■ **INPUT MATERIAL**
PR #2241, opened 2023-01-09
WSL: add a step to check BIOS virtualization setting

MaEtUgR:
As I'm installing the toolchain on a new computer I add some hints I found useful.

### DIFF
--- a/en/dev_setup/dev_env_windows_wsl.md
+++ b/en/dev_setup/dev_env_windows_wsl.md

■ **EXERCISE GOAL**
Output every entry exactly as it appears.

■ **ANSWER FOR THE TASK**
PR #2241, opened 2023-01-09
WSL: add a step to check BIOS virtualization setting

MaEtUgR:
As I'm installing the toolchain on a new computer I add some hints I found useful.

### DIFF
--- a/en/dev_setup/dev_env_windows_wsl.md
+++ b/en/dev_setup/dev_env_windows_wsl.md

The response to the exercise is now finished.